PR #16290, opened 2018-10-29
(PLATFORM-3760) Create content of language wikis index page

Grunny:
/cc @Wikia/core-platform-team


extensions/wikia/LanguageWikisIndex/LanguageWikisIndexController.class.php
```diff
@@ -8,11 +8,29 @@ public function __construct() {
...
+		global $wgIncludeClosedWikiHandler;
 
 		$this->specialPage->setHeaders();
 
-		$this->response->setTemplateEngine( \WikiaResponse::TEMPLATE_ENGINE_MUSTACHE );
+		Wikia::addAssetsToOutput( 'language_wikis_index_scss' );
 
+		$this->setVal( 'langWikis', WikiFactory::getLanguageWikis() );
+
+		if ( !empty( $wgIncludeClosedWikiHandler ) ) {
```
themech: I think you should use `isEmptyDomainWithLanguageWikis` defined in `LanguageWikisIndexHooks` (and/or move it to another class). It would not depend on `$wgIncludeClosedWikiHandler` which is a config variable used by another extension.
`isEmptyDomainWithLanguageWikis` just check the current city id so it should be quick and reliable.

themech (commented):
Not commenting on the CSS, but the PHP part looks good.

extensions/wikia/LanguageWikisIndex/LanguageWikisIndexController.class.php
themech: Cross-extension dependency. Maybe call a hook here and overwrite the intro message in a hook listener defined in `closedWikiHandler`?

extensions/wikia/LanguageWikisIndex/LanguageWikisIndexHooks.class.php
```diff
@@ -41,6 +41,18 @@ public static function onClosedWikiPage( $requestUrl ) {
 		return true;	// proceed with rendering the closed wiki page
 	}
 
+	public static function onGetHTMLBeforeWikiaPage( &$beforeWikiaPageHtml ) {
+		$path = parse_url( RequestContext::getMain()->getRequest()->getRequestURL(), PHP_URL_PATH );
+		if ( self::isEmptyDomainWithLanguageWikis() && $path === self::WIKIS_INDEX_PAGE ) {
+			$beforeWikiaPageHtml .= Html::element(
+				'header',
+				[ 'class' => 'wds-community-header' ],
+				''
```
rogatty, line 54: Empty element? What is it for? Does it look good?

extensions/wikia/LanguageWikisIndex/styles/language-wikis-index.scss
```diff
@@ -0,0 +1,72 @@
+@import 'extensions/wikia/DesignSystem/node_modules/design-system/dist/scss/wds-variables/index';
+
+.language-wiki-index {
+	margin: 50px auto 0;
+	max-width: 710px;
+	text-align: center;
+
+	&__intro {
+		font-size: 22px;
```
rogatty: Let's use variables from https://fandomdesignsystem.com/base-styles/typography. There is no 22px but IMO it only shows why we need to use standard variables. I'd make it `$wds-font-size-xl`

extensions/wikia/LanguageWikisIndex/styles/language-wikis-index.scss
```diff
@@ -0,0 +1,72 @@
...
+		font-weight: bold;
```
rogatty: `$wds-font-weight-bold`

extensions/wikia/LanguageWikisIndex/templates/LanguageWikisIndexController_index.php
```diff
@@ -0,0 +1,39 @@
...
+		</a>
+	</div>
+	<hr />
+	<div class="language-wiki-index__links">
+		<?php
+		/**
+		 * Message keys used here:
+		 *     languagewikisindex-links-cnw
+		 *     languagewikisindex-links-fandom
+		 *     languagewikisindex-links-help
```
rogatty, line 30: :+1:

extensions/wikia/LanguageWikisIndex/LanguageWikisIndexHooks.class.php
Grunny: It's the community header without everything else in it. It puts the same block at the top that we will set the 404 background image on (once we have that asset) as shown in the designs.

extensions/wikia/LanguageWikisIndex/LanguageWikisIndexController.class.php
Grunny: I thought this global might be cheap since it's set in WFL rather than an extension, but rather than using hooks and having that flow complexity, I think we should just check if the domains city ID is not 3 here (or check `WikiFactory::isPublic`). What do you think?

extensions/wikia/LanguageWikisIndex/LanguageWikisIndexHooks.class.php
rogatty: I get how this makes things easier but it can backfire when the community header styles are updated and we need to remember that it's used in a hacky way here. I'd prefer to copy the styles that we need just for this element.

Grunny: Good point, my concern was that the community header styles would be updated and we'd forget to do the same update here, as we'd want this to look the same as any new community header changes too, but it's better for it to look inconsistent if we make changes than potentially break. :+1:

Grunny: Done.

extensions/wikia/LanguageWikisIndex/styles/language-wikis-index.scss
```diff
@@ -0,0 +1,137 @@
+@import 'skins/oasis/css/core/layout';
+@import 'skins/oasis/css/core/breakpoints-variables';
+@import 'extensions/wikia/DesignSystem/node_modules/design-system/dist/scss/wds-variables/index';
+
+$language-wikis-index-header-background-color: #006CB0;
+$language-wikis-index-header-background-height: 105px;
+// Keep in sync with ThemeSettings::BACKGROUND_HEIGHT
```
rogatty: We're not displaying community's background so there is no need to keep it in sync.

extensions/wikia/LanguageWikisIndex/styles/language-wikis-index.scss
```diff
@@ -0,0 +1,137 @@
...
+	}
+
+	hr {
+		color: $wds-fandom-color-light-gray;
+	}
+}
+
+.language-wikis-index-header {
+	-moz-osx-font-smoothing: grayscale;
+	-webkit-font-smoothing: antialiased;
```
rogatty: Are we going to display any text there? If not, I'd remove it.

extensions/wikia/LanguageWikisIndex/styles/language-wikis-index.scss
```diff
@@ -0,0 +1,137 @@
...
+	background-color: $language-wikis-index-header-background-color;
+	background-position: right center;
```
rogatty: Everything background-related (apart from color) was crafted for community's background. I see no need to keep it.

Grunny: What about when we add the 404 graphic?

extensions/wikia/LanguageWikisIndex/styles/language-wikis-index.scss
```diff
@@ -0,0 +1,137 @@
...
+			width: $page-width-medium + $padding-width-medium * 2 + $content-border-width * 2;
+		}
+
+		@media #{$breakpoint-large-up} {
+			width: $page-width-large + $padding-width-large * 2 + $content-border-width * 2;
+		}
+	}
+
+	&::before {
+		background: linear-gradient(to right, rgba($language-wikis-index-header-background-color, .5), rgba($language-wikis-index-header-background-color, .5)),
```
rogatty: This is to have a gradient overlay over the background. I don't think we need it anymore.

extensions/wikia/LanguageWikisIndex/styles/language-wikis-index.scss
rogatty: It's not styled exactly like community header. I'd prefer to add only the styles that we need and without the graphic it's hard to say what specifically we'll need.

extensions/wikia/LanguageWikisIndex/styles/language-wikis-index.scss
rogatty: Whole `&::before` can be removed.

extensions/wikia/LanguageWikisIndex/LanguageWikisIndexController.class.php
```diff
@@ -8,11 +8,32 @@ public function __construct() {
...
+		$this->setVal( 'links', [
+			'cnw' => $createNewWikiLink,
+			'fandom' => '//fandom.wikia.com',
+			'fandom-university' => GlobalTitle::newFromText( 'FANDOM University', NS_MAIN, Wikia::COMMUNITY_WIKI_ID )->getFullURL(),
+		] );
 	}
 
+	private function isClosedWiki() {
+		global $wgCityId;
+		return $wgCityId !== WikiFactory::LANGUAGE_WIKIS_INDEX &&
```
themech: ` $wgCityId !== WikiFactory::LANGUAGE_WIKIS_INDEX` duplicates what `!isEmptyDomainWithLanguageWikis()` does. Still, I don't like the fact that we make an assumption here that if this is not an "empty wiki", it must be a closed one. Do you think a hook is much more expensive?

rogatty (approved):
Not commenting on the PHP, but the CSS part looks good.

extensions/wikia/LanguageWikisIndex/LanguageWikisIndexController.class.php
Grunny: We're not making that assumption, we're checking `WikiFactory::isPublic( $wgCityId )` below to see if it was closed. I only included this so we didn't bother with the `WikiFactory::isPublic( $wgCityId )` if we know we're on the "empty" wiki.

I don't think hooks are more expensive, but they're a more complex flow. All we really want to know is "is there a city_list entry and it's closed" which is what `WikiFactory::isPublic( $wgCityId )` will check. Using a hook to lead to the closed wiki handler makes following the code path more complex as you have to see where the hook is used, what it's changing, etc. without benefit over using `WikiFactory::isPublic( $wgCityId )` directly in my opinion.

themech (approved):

--------------------

Task prompt:
Copy every line that contains "need" from the listing above.

Solution to this task:
rogatty: Let's use variables from https://fandomdesignsystem.com/base-styles/typography. There is no 22px but IMO it only shows why we need to use standard variables. I'd make it `$wds-font-size-xl`
rogatty: I get how this makes things easier but it can backfire when the community header styles are updated and we need to remember that it's used in a hacky way here. I'd prefer to copy the styles that we need just for this element.
rogatty: We're not displaying community's background so there is no need to keep it in sync.
rogatty: Everything background-related (apart from color) was crafted for community's background. I see no need to keep it.
rogatty: This is to have a gradient overlay over the background. I don't think we need it anymore.
rogatty: It's not styled exactly like community header. I'd prefer to add only the styles that we need and without the graphic it's hard to say what specifically we'll need.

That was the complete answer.